Скажем, корчится от боли бедолага Ломов. Казалось бы внешнее! Ничего подобного: абсолютно чеховский ход. Ведь у Ломова вместо любовного томления, которое должно бы сопутствовать жениху, одна лишь ломота в теле от тоски по «регулярной и правильной жизни» да холостяцкая бессонница. И из этого физического мучения «родить» какое-то там объяснение в любви решительно нет никакой возможности. Зато, забыв даже о пороке сердца, Ломов Дубовикова бросается в битву за собственность. Этим и нелеп, этим и смешон: одержимостью по случайному, мешающему достижению цели поводу. Вся эксцентричность характера Ломова родом из этих (для него трагических, для зрителя комических) противоречий. Право же, за развитием этого театрального дарования театралам стоит последить попристальней.
Режиссер сыграл в простачка
Режиссеры тоже не любят говорить, о чем они ставили спектакль, это все равно, что лозунг с идеей над авансценой повесить.
Милая режиссерская шутка Александра Ряписова оказалась сродни чеховскому юмору. Перед закрытым еще занавесом режиссер Ряписов (он же дипломник, мальчишка, студент!) с потерянным видом школяра рассказал зрителям про то, как устроен театр. Делал он это с дотошностью идиота: «Это – рампа. Это – роход. А здесь, когда собирается полный зал, бывает аншлаг!» Кажется, это из монологов Аверченко. Зал реагировал абсолютно адекватно условиям игры – хохотал!
Очень этот пролог оказался кстати: во-первых, к мысли, что предлагаемое им зрелище – это тоже театр, зрителя надо было приучить, а во-вторых, и актеры, и публика дичают без театрального здания, без десяти спектаклей в месяц, без театральных открытий и потрясений.
Да и Антон Павлович в свое время заметил: «Сцена станет искусством лишь в будущем, теперь же она – борьба за будущее…»
1:0 в пользу Его Величества Театра. Таков был счет в полутемном и совсем нетеатральном зале ДК «Строитель» в этот вечер.

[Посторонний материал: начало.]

PR #853, opened 2021-09-23
move the top-level provisional ARD products to sensor-specific folders

uchchwhash:


robbibt (approved):
This looks perfect to me, thanks Imam!

PR #859, opened 2021-09-28
move feature info script to correct layer

bellemae:


SpacemanPaul (approved):
I think this should work.

PR #863, opened 2021-09-29
Add Annual FCP Product Definition

GypsyBojangles:
Add Annual FCP Product Definition according to specification.


products/fractional-cover/ga_ls_fc_pc_cyear_3.yaml
```diff
@@ -0,0 +1,79 @@
...
+description: Geoscience Australia Landsat Fractional Cover Percentile Calendar Year Collection 3
+license: CC-BY-4.0
+metadata_type: eo3
+
+metadata: 
+  product:
+    name: ga_ls_fc_pc_cyear_3
+  properties:
+    odc:file_format: GeoTIFF
+    odc:product_family: fc
```
alexgleith, line 11: I don't usually include these fields and just rely on matching by name.

products/fractional-cover/ga_ls_fc_pc_cyear_3.yaml
```diff
@@ -0,0 +1,79 @@
...
+        4
+        5
+        6
+        7
+      ]
+      values:
+        0: insufficient observations wet
+        1: insufficient observations dry
+        2: sufficient observations
+      description: Quality Assurance band for Mangrove Canopy Cover
```
alexgleith, line 79: Mangroves?

alexgleith (changes requested):
I think you might want to store this here: https://github.com/GeoscienceAustralia/digitalearthau/tree/develop/digitalearthau/config/eo3/products-aws

But I have two changes that I have recommended.

emmaai (approved):

products/fractional-cover/ga_ls_fc_pc_cyear_3.yaml
GypsyBojangles: I think the product will be named Mangrove Canopy Cover, not Mangroves Canopy Cover - @emmaai should this be a plural?

products/fractional-cover/ga_ls_fc_pc_cyear_3.yaml
GypsyBojangles: It seems we did include this in our WO C3 product definition. @omad do you want me to remove them?

products/fractional-cover/ga_ls_fc_pc_cyear_3.yaml
alexgleith: Sorry, I wasn't fussing about the plural. More that is said mangrove! If that's what the band does, then fine.

robbibt: According to the naming convention sheet, this is now "DEA Mangroves" (at least in short name format!)

GypsyBojangles: I feel like the plural will disappear when we update the specification document soon. I am going to resolve this conversation for now.

products/fractional-cover/ga_ls_fc_pc_cyear_3.yaml
omad: Most of the products do include some extra information, but I don't think it matters one way or another.

I'd be inclined to remove the `odc:file_format` at least, in case we start saying `COG` or switching to `zarr` or something crazier. But, neither of them are sufficient to differentiate which product a dataset will be, so.... it's safe to remove them.

GypsyBojangles: Removed

alexgleith (approved):

PR #865, opened 2021-09-29
replace 0s with n/a in label mapping

bellemae:
remove superfluous 0s in value maps

### DIFF
--- a/dev/services/wms/ows_refactored/land_and_vegetation/landcover/lc_class_desc.py
+++ b/dev/services/wms/ows_refactored/land_and_vegetation/landcover/lc_class_desc.py
@@ -1,5 +1,5 @@
 level3_labels = {
-    0: "No data",
+    'n/a': "No data",
     111: "Cultivated Terrestrial Vegetation",
     112: "Natural Terrestrial Vegetation",
     123: "Cultivated Aquatic Vegetation",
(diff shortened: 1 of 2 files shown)


SpacemanPaul (changes requested):
I don't think this is going to work, sorry.

dev/services/wms/ows_refactored/land_and_vegetation/landcover/lc_class_desc.py
```diff
@@ -1,5 +1,5 @@
 level3_labels = {
-    0: "No data",
+    'n/a': "No data",
```
SpacemanPaul, line 2: This won't work.  We're better off leaving this file as it was, but .....

dev/services/wms/ows_refactored/land_and_vegetation/landcover/ows_c2_lc_cyear_cfg.py
```diff
@@ -19,7 +19,6 @@
     "abstract": "Standardised colouring of Level 3 land cover classes",
     "value_map": {
         "level3": [
-            {'title': "", 'abstract': "", 'values': [0], 'color': '#FFFFFF', 'alpha': 0, },
```
SpacemanPaul, line 22: Leave these in too.

PR #870, opened 2021-09-30
add tmads to terria-cube and deamaps

GypsyBojangles:
Add TMADs to terria-cube and deamps.
This kind of got lost a year or two ago, but a bunch of work went into it and the web services exist.


robbibt (approved):
Looks great!

PR #915, opened 2021-10-14
Remove the time dimension from the LS C3 product definitions.

tebadi:


tebadi:
> Do you know if this affects or breaks anything? Curious more than anything, it definitely doesn't belong there.
> 
> Thanks!

No, but I'm going to test indexing on it and see if it breaks anything.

P.S. Что же касается водевиля, то общеизвестно, что этот жанр устарел и поднадоел публике своей пошлостью, условностью персонажей, глупостью куплетов и делением героев на «простаков», «чудаков» или «интриганов» уже тогда. Когда Чехов писал свои шутки (в 1888 году!). Он тоже хотел прорваться к новым формам, к новым смыслам в будущее.
Анна Зыкова
«Вечерний Первоуральск свободный» 16 мая 2002 г.